# [What you will do]
Go through the listing below and reproduce it word for word.

# [Data under study]
PR #829, opened 2026-03-31
Reduce noisy logging in coded tool class resolution

### LINKED ISSUE #824: Log when successfully resolve the coded tool class
There is warning when resolving failed but none when it succeed.

Noravee:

# [Answer for this exercise]
PR #829, opened 2026-03-31
Reduce noisy logging in coded tool class resolution

### LINKED ISSUE #824: Log when successfully resolve the coded tool class
There is warning when resolving failed but none when it succeed.

Noravee:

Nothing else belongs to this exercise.